◆ TASK DETAILS:
Show every line of the data that includes the word "import".

◆ DATA SHOWN:

PR #537, opened 2017-04-17
[Integration Manager] Category Schema Refactor

DanielBrookRoberge:
This PR refactors the Category branch of the store to match the discussed schema, and cleans up the API a little for increased user friendliness. 

 **JIRA**: https://mobify.atlassian.net/browse/WEBDATA-10

## Changes
- Add the schema and conform the two connectors to it
- Change the UI to expect the new schema
- Split the `receiveCategoryContents` action and corresponding types into `categoryInfo` and `categoryContents`.

## How to test-drive this PR
- Preview with both connectors.
- See that the PLP displays correctly, and that the transition to the PDP is still smooth.


web/app/integration-manager/_demandware-connector/categories/commands.js
```diff
@@ -1,11 +1,36 @@
...
+        parentId
+    }))
+
+    if (parentId) {
+        dispatch(fetchParentCategoryData(parentId))
+    }
+}
+/* eslint-enable camelcase, no-use-before-define */
+
+const fetchParentCategoryData = (id) => (dispatch) => {
```
DanielBrookRoberge: The parent part is that we don't fetch the contents, just the header information (so a `CategoryInfo` but not a `CategoryContents`)

web/app/store/categories/reducer.js
```diff
@@ -1,12 +1,14 @@
...
 import {handleActions} from 'redux-actions'
 import {mergePayload} from '../../utils/reducer-utils'
-import {receiveCategory} from '../../integration-manager/categories/responses'
+import {receiveCategory, receiveCategoryInformation, receiveCategoryContents} from '../../integration-manager/categories/responses'
 
 const initialState = Immutable.Map()
 
 const categoryReducer = handleActions({
-    [receiveCategory]: mergePayload
+    [receiveCategory]: mergePayload,
```
DanielBrookRoberge: Yeah you've got the gist of this. I realized while working on the Demandware connector that they have different lifecycles, so splitting them out like this not only helped with type checking but I think clarified some different concerns.

In particular, once we've got paginated results working we'll be getting more products which will change the CategoryContents but not the CategoryInfo.

web/app/integration-manager/_demandware-connector/categories/commands.js
jeremywiebe: Could we name it `fetchCategoryInfo` then to more tightly map between the method and what it's fetching?  `fetchCategoryInfo() -> CategoryInfo`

◆ SOLUTION TO THIS TASK:
 import {handleActions} from 'redux-actions'
 import {mergePayload} from '../../utils/reducer-utils'
-import {receiveCategory} from '../../integration-manager/categories/responses'
+import {receiveCategory, receiveCategoryInformation, receiveCategoryContents} from '../../integration-manager/categories/responses'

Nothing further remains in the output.